CEN4GEN is offering a next generation sequencing diagnostic gene panel for very early onset IBD or IBD-like intestinal inflammation. The Inflammatory Bowel Disease Panel will enable the fast, accurate, and cost effective sequencing of 48 known genes to:

  • Identify mutation associated very early onset IBD (onset in less than 10 years) or IBD-like diseases
  • Make a molecular diagnosis with the basis of pathogenesis
  • Obtain rationale for patient-specific early intervention with emerging or experimental therapeutics and cell based approaches
  • Screen family members for carrier detection and genetic counseling

References:

  • Uhling, (2013), Gut, 62: 1795-1805.
  • Zhang and Li, (2014), World J Gastroenterol, 20: 91-99.
  • OMIM

GENES
AICDA, BTK, CD40LG, CYBA, CYBB, DCLRE1C, FOXP3, HPS1, HPS4, HPS6, ICOS, IL10RA, IL2RA, LRBA, MEFV, MVK, NCF2, NCF4, PTEN, RET, SH2D1A, SLC37A4, STXBP2, TTC37, WAS, XIAP

INDICATIONS
This test is indicated for:
• Confirmation of a clinical diagnosis of inflammatory bowel diseases (IBD).
• Carrier testing in adults with a family history of inflammatory bowel diseases (IBD).

METHODOLOGY

Next Generation Sequencing: In-solution hybridization of all coding exons is performed on the patient’s genomic DNA. Although some deep intronic regions may also be analyzed, this assay is not mean to interrogate most promoter regions, deep intronic regions, or other regulatory elements, and does not detect single or multi-exon deletions or duplications. Direct sequencing of the captured regions is performed using next generation sequencing. The patient’s gene sequences are then compared to a standard reference sequence. Potentially causative variants and areas of low coverage are Sanger-sequenced. Sequence variations are classified as pathogenic, likely pathogenic, benign, likely benign, or variants of unknown significance. Variants of unknown significance may require further studies of the patient and/or family members.

DETECTION

Next Generation Sequencing: Clinical Sensitivity: Unknown. Mutations in the promoter region, some mutations in the introns and other regulatory element mutations cannot be detected by this analysis. Large deletions will not be detected by this analysis. Results of molecular analysis should be interpreted in the context of the patient’s clinical and/or biochemical phenotype.
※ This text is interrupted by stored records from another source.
PR #8652, opened 2025-05-07
teams: smoother voices pagination (fixes #8608)

### LINKED ISSUE #8608: community: add news view

Mutugiii:
Fixes #8601 

Add news UI pagination to the community and teams components

### DIFF
--- a/src/app/community/community.component.html
+++ b/src/app/community/community.component.html
@@ -16,7 +16,7 @@
               <div class="news-container">
                 <planet-news-list [items]="paginatedNews" [shareTarget]="shareTarget" (viewChange)="toggleShowButton($event)" [viewableId]="teamId"></planet-news-list>
               </div>
-              <div class="full-width" style="text-align: center;" *ngIf="!isLoadingInit && !isLoadingMore && hasMoreNews && !this.newsService.getActiveReplyId()">
+              <div class="full-width" style="text-align: center;" *ngIf="!isLoadingInit && !isLoadingMore && hasMoreNews && !isActiveReplyThread">
                 <button mat-raised-button color="primary" (click)="loadMoreNews()">
                   <span i18n>Load More</span>
                 </button>
--- a/src/app/community/community.component.html
+++ b/src/app/community/community.component.html
@@ -16,7 +16,7 @@
               <div class="news-container">
                 <planet-news-list [items]="paginatedNews" [shareTarget]="shareTarget" (viewChange)="toggleShowButton($event)" [viewableId]="teamId"></planet-news-list>
               </div>
-              <div class="full-width" style="text-align: center;" *ngIf="!isLoadingInit && !isLoadingMore && hasMoreNews && !this.newsService.getActiveReplyId()">
+              <div class="full-width" style="text-align: center;" *ngIf="!isLoadingInit && !isLoadingMore && hasMoreNews && !newsService.getActiveReplyId()">
                 <button mat-raised-button color="primary" (click)="loadMoreNews()">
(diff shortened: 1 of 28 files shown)


src/app/community/community.component.html
```diff
@@ -8,19 +8,29 @@ <h3 style="text-align: right; margin-right: 0.5rem;">
...
+          <ng-container *ngIf="isLoadingInit; else loaded">
             <span i18n>Loading voices...</span>
           </ng-container>
           <ng-template #loaded>
             <ng-container *ngIf="news?.length > 0; else noVoices">
-              <planet-news-list [items]="news" [shareTarget]="shareTarget" (viewChange)="toggleShowButton($event)" [viewableId]="teamId"></planet-news-list>
+              <div class="news-container">
+                <planet-news-list [items]="paginatedNews" [shareTarget]="shareTarget" (viewChange)="toggleShowButton($event)" [viewableId]="teamId"></planet-news-list>
+              </div>
+              <div class="full-width" style="text-align: center;" *ngIf="!isLoadingInit && !isLoadingMore && hasMoreNews && !isActiveReplyThread">
```
paulbert, line 19: Let's make a follow up issue to make this a shared component.

Also not sure why we're not showing this for viewing replies? Is that just to push this out or is there another reason that we wouldn't limit the posts viewed for replies?

paulbert (commented):
Looks like you're actively working on this, but just wanted to add the comment below.

At one point the deep linking to view replies to a post did not work. Not sure if it's because the app had just recompiled or if it was actually an issue. I'm not able to reproduce but just wanted to note that so you keep an eye on that feature.

jessewashburn (changes requested):
I'm not seeing the load more button after 10 voices, even though there are more that aren't displaying.

src/app/community/community.component.html
paulbert, line 19: The function needs to be called for this to work properly (`!isactiveReplyThread()`).

I think it's not optimal for rendering reasons to call a function in an `ngIf`. Better to have a variable because Angular can detect when that changes and optimize when it runs a rerender.

paulbert:
Just a thought: there is the Angular Material pagination component. We could implement that on `NewsListComponent` instead of writing our own. That should work smoothly with the reply lists and there should be an easy way to implement linking directly to a page for easier navigation to older posts.

I think this is working pretty well, too, but it's also adding a bit of complexity and duplication which we might be able to avoid with the pagination component.

Mutugiii:
Updated the implementation to use the news list component which makes it easier to track the replies pagination by leveraging the displayedItems array. This should be cleaner than the previous one.

jessewashburn (approved):

src/app/news/news-list.component.ts
```diff
@@ -197,4 +195,35 @@ export class NewsListComponent implements OnInit, OnChanges {
...
+    const page = list.slice(start, end);
+    return {
+      items: page,
+      endIndex: start + page.length,
+      hasMore: end < list.length
+    };
+  }
+
+  loadPagedItems(initial = true) {
+    const news = this.getCurrentItems();
```
paulbert, line 216: Would be a little better to set this to a variable (`this.filteredNews`, maybe?) rather than running this filter every time "Show More" is clicked, I think.

paulbert (approved):
Looks like a good first step! I noticed some follow up issues for improvements, but I don't want to hold this up any longer. Hopefully it'll improve performance on the community page.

Analytical Sensitivity: ~99%.

SPECIMEN REQUIREMENTS

Submit only 1 of the following specimen types

Type: Whole Blood
Specimen Requirements:
In EDTA (purple top) tube: Infants (2 years): 3-5 ml
Older Children & Adults: 5-10 ml.

Specimen Collection and Shipping: Ship sample at room temperature with overnight delivery.

Type: Isolated DNA
Specimen Requirements: In microtainer: 60 μg
Isolation using the QiagenTM Puregene kit for DNA extraction is recommended.

Specimen Collection and Shipping: Refrigerate until time of shipment in 100 ng/ul of TE buffer. Ship sample at room temperature with overnight delivery.